Complex cube roots of unity (1 Viewer)

[scardizzle]

Prove that w, a complex cube root of unity, is a repeated root of P(x) = 3x^5 + 2x^4 + x^3 - 6x^2 - 5x - 4.
EDIT(left out the other half of the q):Hence find the zeroes to the equation over the complex number field

 

[life92]

P(x) = 3x^5 + 2x^4 + x^3 - 6x^2 - 5x - 4

Therefore, P'(x) = 15x^4 + 8x^3 + 3x^2 - 12x - 5
P'(w) = 15w^4 + 8w^3 + 3w^2 - 12w - 5
= 15w + 8 + 3w^2 - 12w - 5 since w^4 = w^3 * w, where w^3 = 1
= 3 + 3w^2 +3w
= 3 (1+w+w^2)
= 0 , since 1+w+w^2 =0
Therefore, w is a repeated root of multiplicity 2.

This answers the question, but if you want to find out if w is root of multiplicity >2, then differentiate again and sub it in.

 

[inedible]

If w is a cube root of unity then, by definition, w^3=1 and w^2+w+1=0
If w is a root of P(x) then P(w)=0
L.H.S
=3(w^2)(w^3) + 2w(w^3) + w^3 - 6w^2 - 5w - 4
=3w^2 + 2w + 1 - 6w^2 - 5w - 4 (since w^3=1)
=-3w^2 - 3w - 3
=-3(w^2 + w +1)
=-3(o)
=0
=R.H.S

Q.E.D

 

[life92]

If you differentiate again, then you will find that w is not a root of multiplicity 3.
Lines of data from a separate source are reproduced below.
PR #17201, opened 2026-01-16
Add permissions to SSE

thomtrp:
Flow:
- fetch user role from context stored in cache - do not support api context yet
- check object permissions
- filter restricted fields on event
- fetch role rls predicate and combine it with the query filter

Do not support dynamic predicates yet.

### DIFF
--- a/packages/twenty-server/src/engine/workspace-event-emitter/__tests__/workspace-event-emitter.service.spec.ts
+++ b/packages/twenty-server/src/engine/workspace-event-emitter/__tests__/workspace-event-emitter.service.spec.ts
@@ -1,0 +1,974 @@
+import { Test, type TestingModule } from '@nestjs/testing';
+
+import {
+  FieldMetadataType,
+  type ObjectsPermissionsByRoleId,
+  type RecordGqlOperationFilter,
+} from 'twenty-shared/types';
+
+import { type FlatEntityMaps } from 'src/engine/metadata-modules/flat-entity/types/flat-entity-maps.type';
+import { type FlatFieldMetadata } from 'src/engine/metadata-modules/flat-field-metadata/types/flat-field-metadata.type';
+import { type FlatObjectMetadata } from 'src/engine/metadata-modules/flat-object-metadata/types/flat-object-metadata.type';
+import { EventStreamService } from 'src/engine/subscriptions/event-stream.service';
+import { SubscriptionService } from 'src/engine/subscriptions/subscription.service';
+import { type EventStreamData } from 'src/engine/subscriptions/types/event-stream-data.type';
+import { WorkspaceCacheService } from 'src/engine/workspace-cache/services/workspace-cache.service';
+import { type WorkspaceEventBatch } from 'src/engine/workspace-event-emitter/types/workspace-event-batch.type';
+import { WorkspaceEventEmitterService } from 'src/engine/workspace-event-emitter/workspace-event-emitter.service';
+
+jest.mock(
+  'src/engine/twenty-orm/utils/build-row-level-permission-record-filter.util',
+  () => ({
+    buildRowLevelPermissionRecordFilter: jest.fn(),
+  }),
+);
+
+jest.mock(
+  'src/engine/twenty-orm/utils/is-record-matching-rls-row-level-permission-predicate.util',
+  () => ({
+    isRecordMatchingRLSRowLevelPermissionPredicate: jest.fn(),
+  }),
+);
+
+const {
+  buildRowLevelPermissionRecordFilter,
+} = require('src/engine/twenty-orm/utils/build-row-level-permission-record-filter.util');
+const {
+  isRecordMatchingRLSRowLevelPermissionPredicate,
+} = require('src/engine/twenty-orm/utils/is-record-matching-rls-row-level-permission-predicate.util');
+
+type MockObjectRecordEvent = {
+  recordId: string;
+  userId?: string;
+  workspaceMemberId?: string;
+  properties: {
+    before?: object;
+    after?: object;
+    updatedFields?: string[];
+    diff?: object;
+  };
+};
+
+describe('WorkspaceEventEmitterService', () => {
+  let service: WorkspaceEventEmitterService;
+  let mockSubscriptionService: jest.Mocked<
+    Pick<SubscriptionService, 'publish' | 'publishToEventStream'>
+  >;
+  let mockEventStreamService: jest.Mocked<
+    Pick<
+      EventStreamService,
+      'getActiveStreamIds' | 'getStreamsData' | 'removeFromActiveStreams'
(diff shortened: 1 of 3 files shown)


packages/twenty-server/src/engine/workspace-event-emitter/__tests__/workspace-event-emitter.service.spec.ts
```diff
@@ -0,0 +1,974 @@
...
+  };
+
+  const workspaceId = 'test-workspace-id';
+  const streamChannelId = 'test-stream-channel-id';
+  const userWorkspaceId = 'test-user-workspace-id';
+  const roleId = 'test-role-id';
+  const objectMetadataId = 'test-object-metadata-id';
+  const fieldMetadataId = 'test-field-metadata-id';
+
+  const createMockObjectMetadata = (): FlatObjectMetadata =>
```
charlesBochet: for tests we should not create the mocks manually, this makes them hard to maintain when we do breaking change. Instead, we should derived mocks from autogenerated mocks against the server (kind of like a codegen).

==> use getMockObjectMetadataItemOrThrow & co tooling

packages/twenty-server/src/engine/workspace-event-emitter/workspace-event-emitter.service.ts
```diff
@@ -126,4 +215,201 @@ export class WorkspaceEventEmitterService {
...
+
+    return isRecordMatchingRLSRowLevelPermissionPredicate({
+      record,
+      filter: combinedFilter,
+      flatObjectMetadata: objectMetadata,
+      flatFieldMetadataMaps,
+    });
+  }
+
+  private async fetchPermissionsContext(workspaceId: string): Promise<{
```
charlesBochet, line 381: naming: fetch makes me thing of a db / remote call

packages/twenty-server/src/engine/workspace-event-emitter/workspace-event-emitter.service.ts
```diff
@@ -126,4 +215,201 @@ export class WorkspaceEventEmitterService {
...
+      filtersToApply.push(subscriberRLSFilter);
+    }
+
+    const combinedFilter = combineFilters(filtersToApply);
+
+    if (Object.keys(combinedFilter).length === 0) {
+      return true;
+    }
+
+    return isRecordMatchingRLSRowLevelPermissionPredicate({
```
charlesBochet, line 373: LGTM but I wonder if we shouldn't rather:
- combine the queryFilter with RLS filter and check if isRecordMatchingFilter instead

would be simpler and avoid separating RLS from filters as they are actually the same

packages/twenty-server/src/engine/workspace-event-emitter/workspace-event-emitter.service.ts
```diff
@@ -126,4 +215,201 @@ export class WorkspaceEventEmitterService {
...
+      ),
+    };
+
+    return {
+      ...event,
+      properties: filteredProperties,
+    } as ObjectRecordEvent & { objectNameSingular: string };
+  }
+
+  private matchQueriesWithEventAndRLS(
```
charlesBochet: naming not clear to me: matchXXXAndRLS ?

packages/twenty-server/src/engine/workspace-event-emitter/workspace-event-emitter.service.ts
```diff
@@ -126,4 +215,201 @@ export class WorkspaceEventEmitterService {
...
+      ...(filteredBefore !== undefined && { before: filteredBefore }),
+      ...(filteredAfter !== undefined && { after: filteredAfter }),
+      ...(filteredDiff !== undefined && { diff: filteredDiff }),
+      updatedFields: properties.updatedFields?.filter(
+        (field) => !restrictedFieldNames.has(field),
+      ),
+    };
+
+    return {
+      ...event,
```
charlesBochet, line 298: we should also filter all events that have no updates after having applied fieldPermissions

charlesBochet (commented):
Left comments :)

packages/twenty-server/src/engine/workspace-event-emitter/workspace-event-emitter.service.ts
```diff
@@ -89,23 +113,88 @@ export class WorkspaceEventEmitterService {
...
+      flatRowLevelPermissionPredicateGroupMaps: FlatRowLevelPermissionPredicateGroupMaps;
+      flatFieldMetadataMaps: FlatEntityMaps<FlatFieldMetadata>;
+      userWorkspaceRoleMap: Record<string, string>;
+      rolesPermissions: ObjectsPermissionsByRoleId;
+    },
   ): Promise<void> {
+    const { userWorkspaceId } = streamData.authContext;
+
+    if (!isDefined(userWorkspaceId)) {
+      this.logger.warn(
```
Weiko: I think we should avoid logs there, this will likely spam us without much value, right?

packages/twenty-server/src/engine/workspace-event-emitter/workspace-event-emitter.service.ts
Weiko: > fetch makes me thing of a db / remote call

I think that's what it's doing, right? It's calling redis here (or the local cache in some cases but that's still fine imho)

packages/twenty-server/src/engine/workspace-event-emitter/workspace-event-emitter.service.ts
Weiko: Good point 👍 I can work on that

Weiko (commented):
LGTM!

packages/twenty-server/src/engine/workspace-event-emitter/workspace-event-emitter.service.ts
thomtrp: this is already done right after calling that function
```
const filteredEvent = this.filterRestrictedFieldsFromEvent(
  eventWithObjectName,
  restrictedFields,
  permissionsContext.flatFieldMetadataMaps,
);

const filteredProperties = filteredEvent.properties as {
  updatedFields?: string[];
};

if (
  isDefined(filteredProperties.updatedFields) &&
  filteredProperties.updatedFields.length === 0
) {
  continue;
}
```

packages/twenty-server/src/engine/workspace-event-emitter/workspace-event-emitter.service.ts
thomtrp: renaming `getMatchingQueryIds` to simplify. Parameters already explain that it uses event and subscriber permissions

Weiko (approved):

Also, w cannot be a root of multiplicity >2 as complex roots are always in conjugate pairs.

So therefore one of the factors is (x-w)^2
Since w is a double root, then the conjugate of w is also a double root.
I will use w_ to denote the conjugate of w

So lets let alpha = w
and beta = w_

alpha + beta = -1
alpha * beta = 1

So we have the quadratic equation x^2 + x + 1 as a factor
And since w and w_ are double roots, then
(x^2+x+1)^2 is a factor.

Now by inspection, the last factor must be (3x-4)
Therefore, the roots are w, w_ and 4/3, where w = -1/2 + i root3 / 2, w_ = -1/2 - i root3 / 2

Hope that helps